**Activity:**
Each entry below should be printed exactly as given.

**Entries provided:**

PR #87, opened 2016-12-06
zSystem requires Upgrade=1 parameter for upgrade

sven15:
All update paths for zSystems require a special kernel parameter. Added a note in the "Upgrading SUSE Linux Enterprise" chapter and added the parameter in the parmfile section.

https://bugzilla.suse.com/show_bug.cgi?id=1010771&GoAheadAndLogIn=1

### DIFF
--- a/xml/deployment_prep_zseries.xml
+++ b/xml/deployment_prep_zseries.xml
@@ -116,6 +116,16 @@
       </para>
      </listitem>
     </varlistentry>
+    <varlistentry>
+     <term><command>Upgrade=&lt;0|1&gt;</command></term>
+     <listitem>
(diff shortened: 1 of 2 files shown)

**The answer:**
PR #87, opened 2016-12-06
zSystem requires Upgrade=1 parameter for upgrade

sven15:
All update paths for zSystems require a special kernel parameter. Added a note in the "Upgrading SUSE Linux Enterprise" chapter and added the parameter in the parmfile section.

https://bugzilla.suse.com/show_bug.cgi?id=1010771&GoAheadAndLogIn=1

### DIFF
--- a/xml/deployment_prep_zseries.xml
+++ b/xml/deployment_prep_zseries.xml
@@ -116,6 +116,16 @@
       </para>
      </listitem>
     </varlistentry>
+    <varlistentry>
+     <term><command>Upgrade=&lt;0|1&gt;</command></term>
+     <listitem>
(diff shortened: 1 of 2 files shown)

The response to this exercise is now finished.